In the Spider-man cartoons Coulson is a joke, because if he was a competent grown up that could handle the problems for them then why would they hero? Well, because there's more problems than that, obvs. But by extension SHIELD is a joke, to make it so teenager supers are a thing. Like, whenever the team runs back to SHIELD for protection and support, SHIELD get kicked and the team ends up doing the fighting. Which just seems unnecessary? Like, law enforcement is a real thing that tends to work, and yet crime happens because police have to actually arrive after they're called. The episodes are only 20 minutes long, run them in real time and New York traffic and do you really need an excuse for why SHIELD aren't there yet? Well with a helicarrier that's always above the city then yes you do. But still.

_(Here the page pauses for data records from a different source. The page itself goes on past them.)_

PR #4086, opened 2023-08-10
feat: Block users with exceeded clients limit

taratatach:
If the user manages to connect more OAuth clients than is allowed
(e.g. by trying to connect a Flagship app while the limit was already
reached), we want to redirect them to the Settings app to manage their
clients or increase their limit if they can.

If the request is asking for a JSON response, we'll return the list of
warnings (including a new warning for the reached OAuth clients limit)
instead of redirecting.

### DIFF
--- a/model/oauth/client.go
+++ b/model/oauth/client.go
@@ -814,4 +814,21 @@ func BuildLinkedAppScope(slug string) string {
 	return fmt.Sprintf("@%s/%s", consts.Apps, slug)
 }
 
+func CheckOAuthClientsLimitReached(i *instance.Instance, limit int) (reached, exceeded bool) {
+	if limit == -1 {
+		return
+	}
+
+	clients, _, err := GetConnectedUserClients(i, 100, "")
+	if err != nil {
+		i.Logger().Errorf("Could not fetch connected OAuth clients: %s", err)
+		return
+	}
+	count := len(clients)
+
+	reached = count >= limit
+	exceeded = count > limit
+	return
+}
+
 var _ couchdb.Doc = &Client{}
--- a/tests/testutils/test_utils.go
+++ b/tests/testutils/test_utils.go
@@ -320,7 +320,7 @@ func (c *TestSetup) InstallMiniApp() (string, error) {
 	if err != nil {
 		return "", err
 	}
-	err = createFile(instance, appdir, "index.html", `this is index.html. <a lang="{{.Locale}}" href="https://{{.Domain}}/status/">Status</a> {{.Favicon}}`)
+	err = createFile(instance, appdir, "index.html", `<html><body>this is index.html. <a lang="{{.Locale}}" href="https://{{.Domain}}/status/">Status</a> {{.Favicon}}</body></html>`)
 	if err != nil {
 		return "", err
 	}
--- a/tests/testutils/test_utils.go
+++ b/tests/testutils/test_utils.go
@@ -26,6 +26,7 @@ import (
 	"github.com/cozy/cozy-stack/pkg/couchdb"
 	"github.com/cozy/cozy-stack/pkg/utils"
 	"github.com/gavv/httpexpect/v2"
+	"github.com/gofrs/uuid"
 	"github.com/labstack/echo/v4"
 	"github.com/ncw/swift/v2/swifttest"
 	"github.com/spf13/viper"
@@ -403,4 +404,48 @@ func compress(content string) []byte {
 	_, _ = bw.Write([]byte(content))
 	_ = bw.Close()
 	return buf.Bytes()
+}
+
+func WithManager(t *testing.T, inst *instance.Instance) (shouldRemoveUUID bool) {
+	if inst.UUID == "" {
+		uuid, err := uuid.NewV4()
+		require.NoError(t, err, "Could not enable test instance manager")
+		inst.UUID = uuid.String()
+		shouldRemoveUUID = true
+	}
+
+	config, ok := inst.SettingsContext()
+	require.True(t, ok, "Could not enable test instance manager: could not fetch test instance settings context")
+
+	managerURL, ok := config["manager_url"].(string)
+	require.True(t, ok, "Could not enable test instance manager: manager_url config is required")
+	require.NotEmpty(t, managerURL, "Could not enable test instance manager: manager_url config is required")
+
+	if inst.FeatureFlags == nil {
+		inst.FeatureFlags = map[string]interface{}{}
+	}
+	inst.FeatureFlags["enable_premium_links"] = true
+
+	t.Cleanup(func() {
+		err := DisableManager(inst, shouldRemoveUUID)
+		require.NoError(t, err)
+	})
+
+	err := instance.Update(inst)
+	require.NoError(t, err, "Could not enable test instance manager")
+
+	return shouldRemoveUUID
+}
+
+func DisableManager(inst *instance.Instance, shouldRemoveUUID bool) error {
+	if inst.FeatureFlags == nil {
+		inst.FeatureFlags = map[string]interface{}{}
+	}
+	inst.FeatureFlags["enable_premium_links"] = false
+
+	if shouldRemoveUUID {
+		inst.UUID = ""
+	}
+
+	return instance.Update(inst)
 }
--- a/web/apps/apps_test.go
+++ b/web/apps/apps_test.go
@@ -133,6 +133,41 @@ func TestApps(t *testing.T) {
 		assertInternalServerError(e, slug, testInstance.Domain, "/invalid")
 	})
 
+	t.Run("ServeWithClientsLimitExceeded", func(t *testing.T) {
+		e := testutils.CreateTestClient(t, ts.URL)
+
+		// Create the OAuth client for the flagship app
+		flagship := oauth.Client{
+			RedirectURIs: []string{"cozy://flagship"},
+			ClientName:   "flagship-app",
+			ClientKind:   "mobile",
+			SoftwareID:   "github.com/cozy/cozy-stack/testing/flagship",
+			Flagship:     true,
+		}
+		require.Nil(t, flagship.Create(testInstance, oauth.NotPending))
+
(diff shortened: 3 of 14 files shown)


model/oauth/client.go
```diff
@@ -814,4 +814,17 @@ func BuildLinkedAppScope(slug string) string {
 	return fmt.Sprintf("@%s/%s", consts.Apps, slug)
 }
 
+func CheckOAuthClientsLimitReached(i *instance.Instance, limit int) (reached, exceeded bool) {
+	clients, _, err := GetConnectedUserClients(i, 100, "")
```
nono, line 818: s/100/limit+1/

web/routing.go
```diff
@@ -210,14 +212,16 @@ func SetupRoutes(router *echo.Echo, services *stack.Services) error {
 	{
 		mwsNotBlocked := []echo.MiddlewareFunc{
 			middlewares.NeedInstance,
+			middlewares.NeedFlags,
```
nono, line 215: NO!!!

It would slow down every request to the stack for fetching the flags, while only very few needs them.

web/settings/settings.go
```diff
@@ -233,6 +233,7 @@ func (h *HTTPHandler) Register(router *echo.Group) {
 	router.GET("/clients", h.listClients)
 	router.DELETE("/clients/:id", h.revokeClient)
 	router.POST("/synchronized", h.synchronized)
+	router.GET("/clients/limit-exceeded", h.limitExceeded)
```
nono, line 236: Don't forget the documentation for this new endpoint

web/routing.go
```diff
@@ -79,9 +79,11 @@ func SetupAppsHandler(appsHandler echo.HandlerFunc) echo.HandlerFunc {
 		middlewares.Accept(middlewares.AcceptOptions{
 			DefaultContentTypeOffer: echo.MIMETextHTML,
 		}),
+		middlewares.NeedFlags,
 		middlewares.CheckInstanceBlocked,
 		middlewares.CheckInstanceDeleting,
 		middlewares.CheckTOSDeadlineExpired,
+		middlewares.CheckOAuthClientsLimitExceeded,
```
nono, line 86: I wouldn't have done that with a middleware:

1. I would prefer to do the check/redirection only for the HTML pages, not for the assets (JS, CSS, images)
2. I don't think it is a good idea to do that for people going to a shared by link page, as it can confuse them by saying that they have reached the limit of the number of their devices, but it's not their devices, but the devices of the owner of the instance with the sharing that is counted.

nono (commented):
> Warnings were previously included in webapps through the `CozyBar`
  template but less and less apps use this template and we want to make
  sure that warnings are always included and not leave this choice to
  the app developper.
  
Note that an app developer can still avoid that by skipping the `</head>` (it is authorized by html5). But, even if the `<meta>` for the warnings are injected in the html page, they won't do anyting without the cozy-bar or some other JS that read them and show them to the user. So, I'm not really convinced by the rationale to force the inclusion.

web/warnings/warnings.go
```diff
@@ -0,0 +1,27 @@
+package warnings
```
nono, line 1: I would prefer to avoid creating a package in `web` with no HTTP endpoint (and a single function). Maybe we can put it in `web/settings` (or `model/warnings` if you really prefer to have a new package).

web/settings/settings.go
```diff
@@ -64,20 +65,20 @@ func (h *HTTPHandler) getSessions(c echo.Context) error {
...
 		return err
 	}
 
-	warnings := inst.Warnings()
-	if warnings == nil {
-		warnings = []*jsonapi.Error{}
+	w := warnings.List(inst)
+	if w == nil {
+		w = []*jsonapi.Error{}
 	}
```
nono, line 79: [nit] I don't think we need to assign something to `w` when it is empty. These 3 lines may be removed.

model/oauth/client.go
taratatach: I did that in the first place but we figured out the clients count wouldn't be accurate if there are more clients than `limit + 1`.
I used `100` because we shouldn't have a limit this high ever.

web/routing.go
taratatach: Hum I tried to copy what was done for the ToS blocker as it seemed very similar.
I guess this check should be moved to the `Serve` method of the `apps` package?!

web/warnings/warnings.go
taratatach: I'll try `web/settings` since this is web related code. I don't specifically want to create a package but I had issues with circular dependencies and that was the way I found to fix the situation.

web/apps/apps_test.go
```diff
@@ -428,6 +428,7 @@ func TestApps(t *testing.T) {
 		attrs.Value("Cookie").String().Contains("HttpOnly")
 		attrs.Value("Token").String().NotEmpty()
 		attrs.ValueEqual("Flags", "{}")
+		attrs.Value("Warnings")
```
nono, line 431: hu, what are you testing here?

web/apps/serve.go
```diff
@@ -69,6 +69,12 @@ func Serve(c echo.Context) error {
 	}
 
 	if file == "" || file == route.Index {
+		if !route.Public {
+			if handled := middlewares.CheckOAuthClientsLimitExceeded(c); handled != nil {
```
nono, line 73: Are you sure about that? I think `middlewares.CheckOAuthClientsLimitExceeded` returns `nil` when it does the redirection

nono (commented):
Tests would be nice

web/apps/serve.go
taratatach: Hum, you're right. This should probably be something like `handled, err := middleware…`

web/apps/apps_test.go
taratatach: I thought `attrs.Value("Warnings").String().NotEmpty()` would throw since there are no warnings but it doesn't and probably does the actual presence check.

web/settings/settings_test.go
```diff
@@ -60,8 +63,14 @@ func TestSettings(t *testing.T) {
 	var oauthClientID string
 
 	config.UseTestFile(t)
+	conf := config.GetConfig()
+	conf.Assets = "../../assets"
+	_ = web.LoadSupportedLocales()
 	testutils.NeedCouchdb(t)
 	setup := testutils.NewSetup(t, t.Name())
+	render, _ := statik.NewDirRenderer("../../assets")
+	middlewares.BuildTemplates()
```
nono, line 72: I have fixed the test by copy-pasting from `web/sharings` tests a few lines

tests/testutils/test_utils.go
```diff
@@ -404,3 +406,45 @@ func compress(content string) []byte {
...
+
+	return instance.Update(inst), shouldRemoveUUID
+}
+
+func DisableManager(inst *instance.Instance, shouldRemoveUUID bool) error {
+	flags := inst.FeatureFlags
+	if flags == nil {
+		flags = map[string]interface{}{}
+	}
+	flags["enable_premium_links"] = true
```
nono, line 443: s/true/false/ ?

tests/testutils/test_utils.go
```diff
@@ -404,3 +406,45 @@ func compress(content string) []byte {
...
+		return fmt.Errorf("Could not enable test instance manager: could not fetch test instance settings context"), shouldRemoveUUID
+	}
+	manager_url, ok := config["manager_url"].(string)
+	if !ok || manager_url == "" {
+		return fmt.Errorf("Could not enable test instance manager: manager_url config is required"), shouldRemoveUUID
+	}
+
+	flags := inst.FeatureFlags
+	if flags == nil {
+		flags = map[string]interface{}{}
```
nono, line 431: We also need `inst.FeatureFlags = flags`, no?

tests/testutils/test_utils.go
```diff
@@ -404,3 +406,45 @@ func compress(content string) []byte {
...
+	}
+	flags["enable_premium_links"] = true
+
+	return instance.Update(inst), shouldRemoveUUID
+}
+
+func DisableManager(inst *instance.Instance, shouldRemoveUUID bool) error {
+	flags := inst.FeatureFlags
+	if flags == nil {
+		flags = map[string]interface{}{}
```
nono, line 441: idem

tests/testutils/test_utils.go
taratatach: Hum it seems to be working this way. Aren't maps actually pointers?

tests/testutils/test_utils.go
taratatach: Right. Copy/paste error.

tests/testutils/test_utils.go
```diff
@@ -404,3 +406,48 @@ func compress(content string) []byte {
 	_ = bw.Close()
 	return buf.Bytes()
 }
+
+func WithManager(t *testing.T, inst *instance.Instance) (err error, shouldRemoveUUID bool) {
```
nono, line 410: I don't see why you still return `shouldRemoveUUID`

tests/testutils/test_utils.go
```diff
@@ -404,3 +406,48 @@ func compress(content string) []byte {
...
+	if inst.UUID == "" {
+		uuid, err := uuid.NewV4()
+		if err != nil {
+			return fmt.Errorf("Could not enable test instance manager: %w", err), false
```
nono, line 414: You can use `require.NoError(t, err, "Could not enable test instance manager")` here instead of returning an error

tests/testutils/test_utils.go
taratatach: Because we might want to disable the Manager within a test and thus need it to call `DisableManager`.

tests/testutils/test_utils.go
taratatach: Ah yes, I didn't think about changing the behavior after passing `t`.

nono (approved):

It's like how urban fantasy mostly makes it so the police can't help, could just get themselves killed, so the 'hero' can ignore the whole concept of law and law enforcement and capturing criminals and holding them for trial and trials and prisons and sentences and appeals and, you know, civilisation, and instead can just solve problems with violence.
The way most superhero stories are set up, they're left on their own to solve problems with violence, and prison is a revolving door, treatment ineffectual at best, and capture kind of futile. Why write it that way? Why not have the hero be part of a loyal law enforcement team that works within a system that has trials and lawyers and all the rest?
Power fantasy. Blergh.
Stories need different generations to be actual people on the inside, systems to be set up so that humans can be human and it actually work, diplomacy and redemption to be actual useful words. Otherwise they're all twisted up small and turn into long fight scenes.
... or I could watch different genres.
... but I kind of like these ones, with some tweaks, I just complain about them a lot.